=== Begin Enclosure ===
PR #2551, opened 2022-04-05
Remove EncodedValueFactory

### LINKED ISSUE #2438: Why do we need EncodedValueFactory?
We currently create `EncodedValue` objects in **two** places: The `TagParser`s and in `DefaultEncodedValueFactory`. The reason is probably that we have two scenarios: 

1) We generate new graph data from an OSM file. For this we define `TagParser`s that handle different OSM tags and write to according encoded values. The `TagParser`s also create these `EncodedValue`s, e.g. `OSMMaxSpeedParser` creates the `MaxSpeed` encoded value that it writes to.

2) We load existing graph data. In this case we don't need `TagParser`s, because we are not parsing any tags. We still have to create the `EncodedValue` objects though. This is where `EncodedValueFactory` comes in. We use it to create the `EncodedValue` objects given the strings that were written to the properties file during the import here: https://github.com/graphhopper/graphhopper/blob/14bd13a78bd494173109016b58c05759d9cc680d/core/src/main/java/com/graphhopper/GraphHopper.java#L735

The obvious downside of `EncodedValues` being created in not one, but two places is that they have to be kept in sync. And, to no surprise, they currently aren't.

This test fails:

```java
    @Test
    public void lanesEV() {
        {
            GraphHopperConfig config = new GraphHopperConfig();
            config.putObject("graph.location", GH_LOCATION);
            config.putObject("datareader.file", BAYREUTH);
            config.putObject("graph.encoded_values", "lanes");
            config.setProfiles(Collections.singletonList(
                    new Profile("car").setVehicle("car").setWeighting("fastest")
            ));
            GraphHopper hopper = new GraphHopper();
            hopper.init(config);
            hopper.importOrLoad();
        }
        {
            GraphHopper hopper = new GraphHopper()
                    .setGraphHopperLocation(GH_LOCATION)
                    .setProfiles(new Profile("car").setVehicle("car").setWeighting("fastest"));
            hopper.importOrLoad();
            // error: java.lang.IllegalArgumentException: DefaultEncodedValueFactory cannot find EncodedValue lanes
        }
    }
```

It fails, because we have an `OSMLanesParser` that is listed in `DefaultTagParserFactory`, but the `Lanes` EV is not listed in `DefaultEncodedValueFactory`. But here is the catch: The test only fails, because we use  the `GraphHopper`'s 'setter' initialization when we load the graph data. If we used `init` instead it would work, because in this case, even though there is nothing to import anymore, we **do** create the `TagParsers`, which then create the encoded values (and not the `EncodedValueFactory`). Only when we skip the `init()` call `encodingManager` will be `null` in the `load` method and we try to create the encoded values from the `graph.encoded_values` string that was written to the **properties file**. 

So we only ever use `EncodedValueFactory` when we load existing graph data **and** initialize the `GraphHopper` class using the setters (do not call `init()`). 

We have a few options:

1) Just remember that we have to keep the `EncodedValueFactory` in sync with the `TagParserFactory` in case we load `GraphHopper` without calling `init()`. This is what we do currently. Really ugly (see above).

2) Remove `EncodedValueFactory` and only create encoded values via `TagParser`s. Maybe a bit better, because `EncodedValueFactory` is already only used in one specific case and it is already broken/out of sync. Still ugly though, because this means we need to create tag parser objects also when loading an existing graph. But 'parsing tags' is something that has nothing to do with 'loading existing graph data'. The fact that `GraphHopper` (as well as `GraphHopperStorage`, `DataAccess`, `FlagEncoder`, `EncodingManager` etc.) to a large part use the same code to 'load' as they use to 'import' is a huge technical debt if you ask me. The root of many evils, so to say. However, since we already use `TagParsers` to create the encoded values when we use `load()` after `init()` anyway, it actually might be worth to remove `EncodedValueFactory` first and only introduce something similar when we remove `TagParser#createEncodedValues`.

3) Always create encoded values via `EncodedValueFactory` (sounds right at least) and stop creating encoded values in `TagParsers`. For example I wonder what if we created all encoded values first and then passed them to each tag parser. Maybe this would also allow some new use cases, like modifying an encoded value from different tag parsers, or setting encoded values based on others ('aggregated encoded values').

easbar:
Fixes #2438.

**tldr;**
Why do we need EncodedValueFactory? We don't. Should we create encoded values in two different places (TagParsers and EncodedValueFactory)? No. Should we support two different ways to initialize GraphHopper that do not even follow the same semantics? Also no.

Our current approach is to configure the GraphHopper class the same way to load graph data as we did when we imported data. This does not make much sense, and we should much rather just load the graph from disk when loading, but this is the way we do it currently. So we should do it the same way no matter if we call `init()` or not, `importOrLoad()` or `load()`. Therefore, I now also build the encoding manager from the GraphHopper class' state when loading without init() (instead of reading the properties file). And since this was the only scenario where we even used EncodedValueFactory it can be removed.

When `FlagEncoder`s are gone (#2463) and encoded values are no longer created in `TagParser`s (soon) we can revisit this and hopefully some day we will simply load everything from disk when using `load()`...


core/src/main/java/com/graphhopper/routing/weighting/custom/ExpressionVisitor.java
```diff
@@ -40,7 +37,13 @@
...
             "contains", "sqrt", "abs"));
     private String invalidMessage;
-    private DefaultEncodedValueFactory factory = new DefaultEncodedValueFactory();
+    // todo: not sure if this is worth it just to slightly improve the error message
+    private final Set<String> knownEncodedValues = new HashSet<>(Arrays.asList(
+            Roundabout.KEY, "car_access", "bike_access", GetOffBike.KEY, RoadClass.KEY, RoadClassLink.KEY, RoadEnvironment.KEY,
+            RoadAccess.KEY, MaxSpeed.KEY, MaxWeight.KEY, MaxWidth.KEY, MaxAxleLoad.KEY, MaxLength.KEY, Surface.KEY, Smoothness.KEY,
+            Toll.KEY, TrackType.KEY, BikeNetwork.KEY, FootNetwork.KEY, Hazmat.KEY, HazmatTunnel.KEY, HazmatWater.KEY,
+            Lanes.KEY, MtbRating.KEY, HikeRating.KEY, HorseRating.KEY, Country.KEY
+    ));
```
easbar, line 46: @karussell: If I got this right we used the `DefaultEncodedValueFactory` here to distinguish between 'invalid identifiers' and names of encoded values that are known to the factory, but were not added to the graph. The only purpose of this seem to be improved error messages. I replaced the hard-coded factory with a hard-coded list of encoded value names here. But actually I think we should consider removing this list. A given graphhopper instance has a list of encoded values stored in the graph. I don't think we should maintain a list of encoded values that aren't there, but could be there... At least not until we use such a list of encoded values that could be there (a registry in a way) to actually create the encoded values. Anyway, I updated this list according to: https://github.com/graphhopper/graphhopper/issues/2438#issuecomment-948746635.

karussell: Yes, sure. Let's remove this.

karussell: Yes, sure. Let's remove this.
=== End Enclosure ===
=== Begin Enclosure ===
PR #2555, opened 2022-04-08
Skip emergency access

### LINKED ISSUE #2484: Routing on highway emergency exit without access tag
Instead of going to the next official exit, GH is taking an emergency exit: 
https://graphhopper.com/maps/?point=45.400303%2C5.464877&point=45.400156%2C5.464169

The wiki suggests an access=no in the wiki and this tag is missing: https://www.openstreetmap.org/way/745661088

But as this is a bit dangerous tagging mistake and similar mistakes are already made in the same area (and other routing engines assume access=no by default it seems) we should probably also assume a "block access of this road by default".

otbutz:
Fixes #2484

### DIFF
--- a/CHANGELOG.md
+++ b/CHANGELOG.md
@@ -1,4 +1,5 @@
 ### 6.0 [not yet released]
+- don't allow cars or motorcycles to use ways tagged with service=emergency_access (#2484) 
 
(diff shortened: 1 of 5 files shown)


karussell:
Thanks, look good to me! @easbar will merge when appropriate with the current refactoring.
=== End Enclosure ===
=== Begin Enclosure ===
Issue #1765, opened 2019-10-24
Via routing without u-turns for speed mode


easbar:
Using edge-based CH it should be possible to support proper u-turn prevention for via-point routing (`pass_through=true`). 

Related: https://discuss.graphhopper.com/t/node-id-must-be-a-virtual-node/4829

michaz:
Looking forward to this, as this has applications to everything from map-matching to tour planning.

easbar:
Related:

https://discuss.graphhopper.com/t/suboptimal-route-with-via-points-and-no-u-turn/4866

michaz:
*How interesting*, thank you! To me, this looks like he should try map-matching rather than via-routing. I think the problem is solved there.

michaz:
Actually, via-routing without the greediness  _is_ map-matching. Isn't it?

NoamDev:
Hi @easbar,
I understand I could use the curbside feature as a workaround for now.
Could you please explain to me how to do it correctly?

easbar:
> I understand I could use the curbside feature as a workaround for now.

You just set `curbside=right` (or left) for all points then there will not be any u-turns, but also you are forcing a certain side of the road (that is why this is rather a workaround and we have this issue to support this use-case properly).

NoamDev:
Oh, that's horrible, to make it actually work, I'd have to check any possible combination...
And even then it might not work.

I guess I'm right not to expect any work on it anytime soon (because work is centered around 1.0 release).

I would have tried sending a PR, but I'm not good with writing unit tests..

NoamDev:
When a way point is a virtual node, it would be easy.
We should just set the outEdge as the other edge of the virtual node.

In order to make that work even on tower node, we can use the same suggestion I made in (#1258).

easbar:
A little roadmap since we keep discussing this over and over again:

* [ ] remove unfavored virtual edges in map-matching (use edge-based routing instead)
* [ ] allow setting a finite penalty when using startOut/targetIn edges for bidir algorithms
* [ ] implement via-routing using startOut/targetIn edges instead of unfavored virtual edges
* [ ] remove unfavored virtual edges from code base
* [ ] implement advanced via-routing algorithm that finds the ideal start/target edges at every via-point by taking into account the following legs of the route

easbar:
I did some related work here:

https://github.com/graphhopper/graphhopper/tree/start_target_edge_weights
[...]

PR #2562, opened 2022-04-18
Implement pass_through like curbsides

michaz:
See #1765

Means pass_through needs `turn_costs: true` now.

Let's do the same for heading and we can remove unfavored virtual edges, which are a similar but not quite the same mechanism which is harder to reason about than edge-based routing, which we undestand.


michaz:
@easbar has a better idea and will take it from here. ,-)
=== End Enclosure ===
The lines in the records above that include the word "which" must be copied out.

- [Answer area]:
It fails, because we have an `OSMLanesParser` that is listed in `DefaultTagParserFactory`, but the `Lanes` EV is not listed in `DefaultEncodedValueFactory`. But here is the catch: The test only fails, because we use  the `GraphHopper`'s 'setter' initialization when we load the graph data. If we used `init` instead it would work, because in this case, even though there is nothing to import anymore, we **do** create the `TagParsers`, which then create the encoded values (and not the `EncodedValueFactory`). Only when we skip the `init()` call `encodingManager` will be `null` in the `load` method and we try to create the encoded values from the `graph.encoded_values` string that was written to the **properties file**. 
Let's do the same for heading and we can remove unfavored virtual edges, which are a similar but not quite the same mechanism which is harder to reason about than edge-based routing, which we undestand.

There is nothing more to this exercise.